-------- MATERIAL PROVIDED

PR #295, opened 2016-04-18
add demo code about events

zzuieliyaoli:
When I want to use `events` to alter htmls, the usage of `events` can't help me directly.

I spent much time on finding that what's the `compilation`. That's so sad.


jantimon:
Thanks - however the additional `when` doesn't make much sense to me

numical:
More detailed code example +1
Additional 'when' -1
Also make reference to working example such as, ahem, [style-ext-html-webpack-plugin](https://github.com/numical/style-ext-html-webpack-plugin) ... :-)

jantimon:
I also added a link to https://github.com/jantimon/html-webpack-harddisk-plugin which shows a very simple implementation.

PR #11037, opened 2023-05-04
manifest: Update zephyr for app dependency on offsets header fix

joerchan:
Update zephyr version:
Fix app dependency on offsets header file generated by the build system.


joerchan:
Closing this as sdk-nrf has another fix, we can wait for the upstream PR to be resolved and brought to NCS in a regular upmerge.

PR #11040, opened 2023-05-04
tests: bluetooth: tester: Set tester default log level to ERROR

m-alperen-sener:
Having all modules' logs enabled by default causes tester to behave unstable. Reducing the default log level from 4(DBG) to 1(ERROR).


PavelVPV (approved):

tests/bluetooth/tester/boards/nrf52840dk_nrf52840.conf
```diff
@@ -17,6 +17,6 @@ CONFIG_SEGGER_RTT_BUFFER_SIZE_UP=4096
 CONFIG_LOG_BACKEND_SHOW_COLOR=n
 CONFIG_LOG_PROCESS_THREAD_STACK_SIZE=1024
 
-CONFIG_LOG_DEFAULT_LEVEL=4
+CONFIG_LOG_DEFAULT_LEVEL=1
```
Balaklaka, line 20: Why do we not want info and warnings?

m-alperen-sener: We don't need them for conformance.

Balaklaka (approved):

PR #11041, opened 2023-05-04
Bl storage fixes

SebastianBoe:
2 commits:

[bl_storage: Refactor to use nrfx_nvmc_uicr_word_read](https://github.com/nrfconnect/sdk-nrf/commit/b46618d8cda651022c933350c4cd70e014108309) 

Use nrfx_nvmc_uicr_word_read to read from UICR/OTP instead of applying
the DSB errata 7 workaround manually.

This improves readability and code re-use.

nrfx_nvmc_uicr_word_read also has a slightly more optimal
implementation as it omits the DSB instruction for unaffected
platforms.

[bl_storage: Use nrfx_nvmc_uicr_word_read when accessing OTP](https://github.com/nrfconnect/sdk-nrf/commit/369116691aa21eed8f5d525ed30168eebcbd5aca) 

Errata 7 for nrf91 requires a DSB instruction after accessing
UICR/OTP.

It's unclear if we can be affected by the errata here but we apply the
workaround anyway just to be safe.

### DIFF
--- a/include/bl_storage.h
+++ b/include/bl_storage.h
@@ -201,14 +201,15 @@ enum lcs {
  * time. Writes to @p dst are done a byte at a time.
  *
  * @param[out] dst destination buffer.
- * @param[in] src source buffer. Must be 4-byte-aligned.
+ * @param[in] src source buffer in OTP. Must be 4-byte-aligned.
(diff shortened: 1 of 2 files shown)


hakonfam (approved):
Nice!

joerchan (approved):

PR #11043, opened 2023-05-04
tests: edge_impulse: Fix missing dependency on zephyr generated headers

joerchan:
Fix missing dependency on zephyr generated headers for the edge_impulse_project.
This target is built as an external project, and cannot depend on zephyr_generated_headers where it is declared, because zephyr_generated_headers is a custom command instead of an interface library.

### DIFF
--- a/lib/edge_impulse/CMakeLists.txt
+++ b/lib/edge_impulse/CMakeLists.txt
@@ -60,6 +60,7 @@ ExternalProject_Add(edge_impulse_project
     BUILD_ALWAYS True
     USES_TERMINAL_BUILD True
 )
+add_dependencies(edge_impulse_project zephyr_generated_headers)
 
 # This targets remove the `edge_impulse_project-download` stamp file, which
 # causes the Edge impulse library to be fetched on each build invocation.


tests/lib/edge_impulse/CMakeLists.txt
```diff
@@ -35,3 +35,5 @@ target_sources(app PRIVATE src/main.cpp)
 # Test uses ei_test_params.h file from edge_impuse_zip directory to verify if
 # ei_wrapper properly forwards the data between application and EI library.
 target_include_directories(app PRIVATE src/edge_impulse_zip/)
+
+add_dependencies(edge_impulse_project zephyr_generated_headers)
```
MarekPieta, line 39: Adding `zephyr_generated_headers` under `DEPENDS` of `ExternalProject_Add(edge_impulse_project` actually seems not to work. It looks like dependency added one line under the ExternalProject_Add invocation in the following way works fine:
`add_dependencies(edge_impulse_project zephyr_generated_headers)`.
That dependency seems needed also for zip files downloaded from EI studio (the EI SDK includes version.h). Can we move this line to `lib/edge_impulse/CMakeLists.txt` ?

MarekPieta (changes requested):

tests/lib/edge_impulse/CMakeLists.txt
joerchan:
```
CMake Error at /home/joakim/repos/ncs/nrf/lib/edge_impulse/CMakeLists.txt:63 (add_dependencies):
  The dependency target "zephyr_generated_headers" of target
  "edge_impulse_project" does not exist.
```
I couldn't make that work.
So this is a temporary solution, I think https://github.com/zephyrproject-rtos/zephyr/pull/57554 is the better solution.
This can be a workaround until we get that fix instead.

MarekPieta: Strange. For me it works. Are you sure you check with correct Zephyr ?

joerchan: Correct, I still had the linked PR where that did not exist.
Using it on external project directly does not work because the target does not exists where it is invoked.

```
Make Error at /home/joakim/.local/lib/python3.8/site-packages/cmake/data/share/cmake-3.26/Modules/ExternalProject.cmake:3496 (get_property):
  get_property could not find TARGET zephyr_generated_headers.  Perhaps it
  has not yet been created
```

MarekPieta (approved):

SebastianBoe (approved):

----------------

-- YOUR INSTRUCTIONS --
Look through the listing above and copy each line where the string "time" occurs.

-- EXERCISE SOLUTION --
I spent much time on finding that what's the `compilation`. That's so sad.
  * time. Writes to @p dst are done a byte at a time.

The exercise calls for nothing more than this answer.